___ SOURCE MATERIAL ___
PR #60, opened 2017-01-19
Ability to read an empty stream backwards

yreynhout:
... appears to be broken on the in memory implementation. This PR should fix that. Please review the values chosen to return upon reading an empty stream backwards (see tests).

### DIFF
--- a/src/SqlStreamStore/InMemory/InMemoryStreamStore.cs
+++ b/src/SqlStreamStore/InMemory/InMemoryStreamStore.cs
@@ -625,8 +625,12 @@ namespace SqlStreamStore
                     count--;
                 }
 
-                var lastStreamVersion = stream.Messages.Last().StreamVersion;
-                var nextStreamVersion = messages.Last().StreamVersion - 1;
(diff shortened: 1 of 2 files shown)


src/SqlStreamStore/InMemory/InMemoryStreamStore.cs
```diff
@@ -625,8 +625,12 @@ protected override Task<ReadStreamPage> ReadStreamForwardsInternal(string stream
...
                 }
 
-                var lastStreamVersion = stream.Messages.Last().StreamVersion;
-                var nextStreamVersion = messages.Last().StreamVersion - 1;
+                var lastStreamVersion = stream.Messages.Count > 0 
+                    ? stream.Messages[stream.Messages.Count - 1].StreamVersion
+                    : StreamVersion.End;
+                var nextStreamVersion = messages.Count > 0 
+                    ? messages[messages.Count - 1].StreamVersion - 1 
+                    : StreamVersion.End;
```
damianh: Looks fine @yreynhout

damianh:
Thanks for the PR lad.

PR #61, opened 2017-01-21
Gitbook docs

alexeyzimarev:
So @damianh decide yourself :) If you like the Gitbook, all you will need is to accept the PR and configure the build somewhere. I can explain how to build on Appveyor. Basically any build server would do, just run some commands from `docs.yml`


damianh:
I'm going to follow [squirrel.windows](https://github.com/Squirrel/Squirrel.Windows) and put the docs directly in the repo. Simpler all round I feel. Thanks for sharing the idea.

PR #63, opened 2017-02-07
InMemoryStreamStore.ReadStreamBackward() Bug

yreynhout:
ReadStreamBackward without prefetch returns each message twice as part of reading a page. This PR fixes that behavior and adds tests that verify correct behavior for both reading forward and backward as a regression countermeasure.


damianh:
@yreynhout Thanks for PR. Are you blocked by this?

yreynhout:
I have a note in my unit tests that says "Bug in SSS - Please put 1 once fixed SSS version is used". So, no, I can live with this behavior and without the fix for now.

PR #67, opened 2017-02-28
[WIP] Store mirroring

damianh:
A way to mirror a store to another store. It's just a projection really.

image


src/SqlStreamStore/Infrastructure/StreamStoreMirror.cs
```diff
@@ -0,0 +1,46 @@
+namespace SqlStreamStore.Infrastructure
+{
+    using System;
+    using System.Threading.Tasks;
+    using EnsureThat;
+    using SqlStreamStore.Streams;
+    using SqlStreamStore.Subscriptions;
+
+    public class StreamStoreMirror : IDisposable
```
damianh: This is the main place of interest. I think I may rename this to `StreamStoreCopy` as "mirror" implies _exact_ copy. In this approach, we're not interested in maintaining `position` parity. Also, the destination store may have independent writes applied to it.

src/SqlStreamStore.AcceptanceTests/SqlStreamStoreAcceptanceTests.Mirror.cs
```diff
@@ -0,0 +1,70 @@
...
+        {
+            using (var sourceFixture = GetFixture())
+            {
+                using (var desintationFixture = GetFixture())
+                {
+                    using (var sourceStore = await sourceFixture.GetStreamStore())
+                    {
+                        using (var destinationStore = await desintationFixture.GetStreamStore())
+                        {
+                            using (var mirror = new StreamStoreMirror(sourceStore, destinationStore))
```
danbarua: o_0

damianh:
Ye had to go looking that up. Lol

damianh:
I've decided to PR this as a Sample / Recipe. There are operational concerns (i.e. handling transient errors, being caught up) as well as other extensibility needs (metadata transformation, message enrichment etc) that I feel should be owned by the user and not somehow encapsulated in an opinionated design.

damianh:
Not going to taking this approach. Will revisit.

PR #69, opened 2017-03-06
Change signature of single message append to stream extension method

yreynhout:
... to return `Task<AppendResult>` as the multi message one does.


src/SqlStreamStore/StreamStoreExtensions.cs
```diff
@@ -182,7 +182,7 @@ public static class StreamStoreExtensions
         ///     The cancellation instruction.
         /// </param>
         /// <returns>A task representing the asynchronous operation.</returns>
-        public static Task AppendToStream(
+        public static Task<AppendResult> AppendToStream(
```
damianh: 👍

damianh:
Not a breaking change, but an backwards compatible API change. Going to bump version to 0.7.0

PR #70, opened 2017-03-06
Expose CurrentPosition as part of AppendResult

yreynhout:
... in both the inmemory and mssql implementation. Similar to what we've done for `CurrentVersion`.

There's a conceptual problem I don't really know how to solve, which is, what is the `CurrentPosition` to be when you append with `ExpectedVersion.NoStream` and **no messages** - we could return the `HEAD` position. As soon as there are events, both the `in memory` and the `sql` implementation seem to be doing _the right thing_.


src/SqlStreamStore/Infrastructure/StreamStoreBase.cs
```diff
@@ -31,6 +31,8 @@ public Task<AppendResult> AppendToStream(StreamId streamId, int expectedVersion,
                                    "{messageCount} messages.", streamId, expectedVersion, messages.Length);
             }
 
+            //TODO: What should I do here? I don't know the CurrentPosition at this point.
+            //Gut feeling says I should push this down to each implementation so they can do the right thing ...
```
yreynhout: @damianh This is what I want you to have a look at.

src/SqlStreamStore.MsSql/MsSqlScripts/CreateSchema.sql
```diff
@@ -13,6 +13,7 @@ BEGIN
         IdOriginal          NVARCHAR(1000)                          NOT NULL,
         IdInternal          INT                 IDENTITY(1,1)       NOT NULL,
         [Version]           INT                 DEFAULT(-1)         NOT NULL,
+		Position            BIGINT              DEFAULT(-1)			NOT NULL,
```
damianh: Note: breaking schema change. Need to consider migration...

src/SqlStreamStore.MsSql/MsSqlStreamStore.AppendStream.cs
```diff
@@ -15,6 +15,20 @@
...
+
+            public MsSqlAppendResult(int? maxCount, int currentVersion, long currentPosition)
+            {
+                MaxCount = maxCount;
+                CurrentVersion = currentVersion;
+                CurrentPosition = currentPosition;
+            }
+        }
+
         private static readonly Tuple<int?, int> NullAppendResult = new Tuple<int?, int>(null, -1);
```
yreynhout: I need to remove this.

src/SqlStreamStore/Streams/AppendResult.cs
```diff
@@ -3,10 +3,18 @@
     public class AppendResult
     {
         public readonly int CurrentVersion;
+        public readonly long CurrentPosition;
 
         public AppendResult(int currentVersion)
```
yreynhout: This ctor needs to go.

damianh:
> There's a conceptual problem I don't really know how to solve, which is, what is the CurrentPosition to be when you append with `ExpectedVersion.NoStream` and no messages - we could return the HEAD position. 

Yep return the HEAD position. I don't envisage any consumption problem with that. If it's `0` or `-1` or something else, I can envisage problems with consumers using that to read forward from.

damianh:
I'm still not sure what to do with breaking schema change.

yreynhout:
1. RE: database schema upgrade. Don't hold hands. Show the recipe. Let people decide when and where to execute it (more guidance/recipe rather than embedding in the api).
1. ETA for the ReadHead() is somewhere this week.

yreynhout:
Handled the edge case with a `ReadHeadPosition()`.

yreynhout:
@damianh Have you consider adding extended properties (effectively metadata) to your table (or even columns)? https://docs.microsoft.com/en-us/sql/relational-databases/system-stored-procedures/sp-addextendedproperty-transact-sql - this way, we could discover what schema we're dealing with.

The thing I envision is that if you don't call a new MsSqlStreamStore specific `Task DiscoverSchema(CancellationToken cancellationToken = default(CancellationToken))`, we assume the latest schema that came out of `Task CreateSchema(bool ignoreErrors = false, CancellationToken cancellationToken = default(CancellationToken))`. If we do call the `DiscoverSchemaVersion()` method as an explicit (usually one time) operation upon `startup`, we can use the extended property as a way to discover the schema we're dealing with (the absence of the property just means it's the schema we have today) and cache the result for the remainder of the `IStreamStore` singleton, or until a time we want to rediscover (perhaps in zero downtime or controlled upgrade scenario). The reason to keep the discovery to a minimum is obviously the performance impact. Having to call the `DiscoverSchemaVersion` method explicitly is as innate as calling `CreateSchema`, you have to be aware of what you're dealing with. Going forward the extended properties would become part of the schema (i.e. installed by a call to `CreateSchema`). It gives you the same level of fidelity as a separate version table gives you but leveraging a built-in sql server feature.

Whether to call it `DiscoverSchemaVersion` or `IsSchemaCompatible` is more about whether we can gracefully degrade capabilities or not. In this concrete example, if you don't upgrade the streams table, reading the streams forward and backward would have to do extra querying to compute the lastposition of a stream. Until you upgrade the schema, you're going to get a bit of degraded performance. Alternatively, we could just say that without the schema change the above code will not run on an older schema. You probably want to know that as early as possible, e.g. upon startup.

yreynhout:
Found a _potentially_ similar way of doing that in postgresql as well - https://www.postgresql.org/docs/current/static/functions-info.html#FUNCTIONS-INFO-COMMENT-TABLE

damianh:
Thanks for the suggest. I've made an attempt at an implementation over at #75 , if you could kindly review?

damianh:
#75 is merged. Please rebase a lgtm. 

I feel this is the last API related change before 1.0.

PR #73, opened 2017-03-25
Make PK non-clustered

mihasic:
Should support more non-blocking writers, since inserts would not fall on the same page all the time. Maybe, should make the index with Id a clustered one...


damianh:
Thanks Mike.

I am assuming this is non-breaking. However, I will need to implement a migration step.

mihasic:
It's not really done... I've created more as a reminder yet.

damianh:
Just for the observers, this will make a performance improvement.

damianh:
Did a bit of a manual load test - definite improvement.

PR #119, opened 2018-04-28
Allow overriding the way a SqlConnection is created

CumpsD:
By default a connection is still created using `new SqlConnection(connectionstring)`, except the user now has the ability to override this behavior.


damianh:
Merged, thanks @CumpsD !

CumpsD:
@damianh it took a while before I managed to use this in our codebase, and I realised, it would've been better to let it make a `DbConnect` instead of a `SqlConnection`. I am wrapping a SqlConnection in a class (inheriting from DbConnection since SqlConnection is sealed)

What do you think? Does it make sense to change this to `DbConnection`?

Issue #121, opened 2018-05-02
It is possible for subscriptions to miss messages when chasing the tail under high concurrent load


spadger:
# Why

When inserting messages into SqlStreamStore, it is possible to get gaps in the stream, e.g. by a transaction rolling back, or by a transaction not yet ready for commit.

In the first case, the gap is legitimate, but in the second case, any subscribers to the messages should wait until  the gap has been filled.  It is not possible, upon seeing a gap to canonically determine the scenario under which a gap exists, so SqlStreamStore uses the following algorithm:

1. Read a page of messages
1. Check that every message's position is monotonically incrementing
1. If any message is missing, wait `DefaultReloadInterval`ms, and reread a batch
1. Return the new batch, without checking for gaps
The reason for ignoring gaps in step 4 is that if the gap is legitimate (e.g. a tx was rolled back), not to ignore gaps would cause the subscriber to continuously reload a page.

 
The underlying issue is that after the `DefaultReloadInterval` when a batch will be reloaded, subsequent messages may be written to the message queue.  These new messages may also contain gaps, but these new messages will never be checked for inconsistencies.

e.g., consider batch size is 100

First read.  5 Messages in the messages table, batch size is 100, and message 3 has not yet committed (but will be)

> `ReadAllForwards` sees messages [1, 2, *, 4, 5] // Message 3 is missing, so it will reload

Second Read. Now 10 messages from messages table, but message 7 has not been committed (but will be)

> `ReadAllForwards` sees messages [1, 2, 3, 4, 5, 6, *, 8, 9, 10] // Message 7 is missing

> `ReadAllForwards` will not re-validate this batch, and will pass it onto the subscription for processing, permanently hiding message 7 form the subscription.

# What
Alter the reloading strategy such that, upon reloading a page due to gaps, the reloaded page is re-validated, taking into account that a message may never exist:

* Load a page
* If a gap is detected:
  * Wait for a delay
  * Reload the page
  * Check for new gaps.  Any previously existing gaps can be ignored as abandoned messages (e.g. after a db tx rollback)
  * Loop until no new gaps exist

psibernetic:
In SQL Server at least you may be able to handle the uncommitted (2nd case) by using a sp_applock per sequence number as it is a reader/writer lock, you can block readers when it is being written, if you aren't blocked then it was a rollback. Unfortunately the other DBs may not have similar capabilities.

areicher:
[...]

PR #122, opened 2018-05-02
Safely deal with gaps in message positions. Fixes issue #121

spadger:
Fixes https://github.com/SQLStreamStore/SQLStreamStore/issues/121 (documentation is in there)


src/SqlStreamStore/Infrastructure/ReadonlyStreamStoreBase.cs
```diff
@@ -70,20 +71,55 @@ public abstract class ReadonlyStreamStoreBase : IReadonlyStreamStore
             // Check for gap between last page and this.
             if (page.Messages[0].Position != fromPositionInclusive)
             {
-                page = await ReloadAfterDelay(fromPositionInclusive, maxCount, prefetchJsonData, ReadNext, cancellationToken);
+                page = await ReloadAfterDelay(fromPositionInclusive, maxCount, prefetchJsonData, ReadNext, cancellationToken, new[] { fromPositionInclusive });
             }
 
-            // check for gap in messages collection
-            for(int i = 0; i < page.Messages.Length - 1; i++)
+            var missingMessagePositions = new HashSet<long>();
```
yreynhout: If I look at how gaps manifest themselves in MSSQL Server, i.e. skip by a 1000, it feels kind of wasteful to have an in memory representation of all these longs instead of e.g. `Range(from, to)`. Then again Range would probably be overkill if it'd be all individual positions. Still, how useful is it to log a 1000 numbers (further below)?Personally, I'm never going to be a fan of the _reload after delay_ way of handling this, but can't say I can come up with a better solution. The other thing that rubs the wrong way is that _if_ you pick a large enough `maxCount`, you're potentially going to be doing a lot reloads and also be blocking the caller. Whether that's to be expected / acceptable is another debate. The general recommendation is **not** to do a `maxCount = Int32.MaxValue`, so there's that. This is all more of a reflection than anything else - does not diminish the value of your PR.

src/SqlStreamStore/LongExtensions.cs
```diff
@@ -0,0 +1,21 @@
+﻿namespace SqlStreamStore
+{
+    using System;
+    using System.Collections.Generic;
+
+    public static class LongExtensions
```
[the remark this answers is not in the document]
yreynhout: Why not inline it? It's an implementation detail that shouldn't surface in the public API IMO.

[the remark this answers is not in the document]
spadger: Happy to - I have some unit tests around it to cover me from some off-by-one errors, but I guess they have done their job?

src/SqlStreamStore/Infrastructure/ReadonlyStreamStoreBase.cs
```diff
@@ -70,20 +71,55 @@ public abstract class ReadonlyStreamStoreBase : IReadonlyStreamStore
...
+
+                if (expectedNextPosition != actualNextPosition)
+                {
+                    var range = expectedNextPosition.RangeTo(actualNextPosition - 1);
+                    currentMissingPositions.UnionWith(range);
                 }
             }
 
-            return await FilterExpired(page, ReadNext, cancellationToken).NotOnCapturedContext();
+            currentMissingPositions.ExceptWith(previouslyMissingPositions);
```
yreynhout: Are we really sure that a gap _is real_ when it appears between _two reads_? Or are we guessing and making an assumption? Granted, it's highly unlikely but still possible.

src/SqlStreamStore/Infrastructure/ReadonlyStreamStoreBase.cs
yreynhout: We could have a lot of consumers of `ReadAllForwards()` - not overly worried about it but on the other hand measuring is knowing. As said, I feel very uncomfortable about the `ReloadAfterDelay()` - it makes assumptions about the consumer's behavior and willingness to accept this. Also an area where the MSSQL behavior starts to leak ...

src/SqlStreamStore/Infrastructure/ReadonlyStreamStoreBase.cs
spadger: Its probabilistic - the longer the gap, the surer we are, but a tx could technically last for an hour or longer before committing...(I say this to demonstrate a point - i'd question some life decisions if I ever saw this).
To be more certain would get very complicated, I'm guessing involving some two-phase message-committal 'stuff'

spadger: Bear in mind that this PR doesn't change any assumptions on the underlying code, just shores it up a bit, trading some perf for some correctness

src/SqlStreamStore/Infrastructure/ReadonlyStreamStoreBase.cs
spadger: I guess I could do one of a couple of things:
  * Leave the PR as-is (safe by default)
  * Add an opt-in to the new reload strategy(guaranteed safety within the retry window)
 
I don't want to add any retry limits etc, because you get the worst of both worlds - non-guaranteed message delivery combined with a slowdown

damianh:
I haven't forgotten about this issue. I think we need a bit more thinking around it. 💭

PR #126, opened 2018-05-07
Removing unspecified argument from formatted log.

tpresthus:
When debug logging is enabled, `StreamStoreBase.DeleteStream()` attempts to log the deletion with `streamId`, `expectedVersion` and `messageCount` as metadata. 

`messageCount` is however not available in the context of the method, thus resulting in an exception being thrown as the log statement can't be formatted.

This pull requests fixes it by removing `messageCount` from the log statement.


damianh:
Thanks for the PR @tpresthus  :)

PR #128, opened 2018-05-16
[WIP] MsSql - Self Managed Position

yreynhout:
This PR is an exploration into / an attempt at managing the `Position` ourselves instead of relying on the identity features of MSSQL Server. I fear there are serious downsides to doing this, i.e. a lot more unique index violations will occur.


damianh:
Going to close this as it has gone dormant. Also will need to work on the new MSSql schema if to be re-attempted. Cheers.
___
Pull each line containing the word "really" out of the data above.

A way to mirror a store to another store. It's just a projection really.
There's a conceptual problem I don't really know how to solve, which is, what is the `CurrentPosition` to be when you append with `ExpectedVersion.NoStream` and **no messages** - we could return the `HEAD` position. As soon as there are events, both the `in memory` and the `sql` implementation seem to be doing _the right thing_.
> There's a conceptual problem I don't really know how to solve, which is, what is the CurrentPosition to be when you append with `ExpectedVersion.NoStream` and no messages - we could return the HEAD position. 
It's not really done... I've created more as a reminder yet.
yreynhout: Are we really sure that a gap _is real_ when it appears between _two reads_? Or are we guessing and making an assumption? Granted, it's highly unlikely but still possible.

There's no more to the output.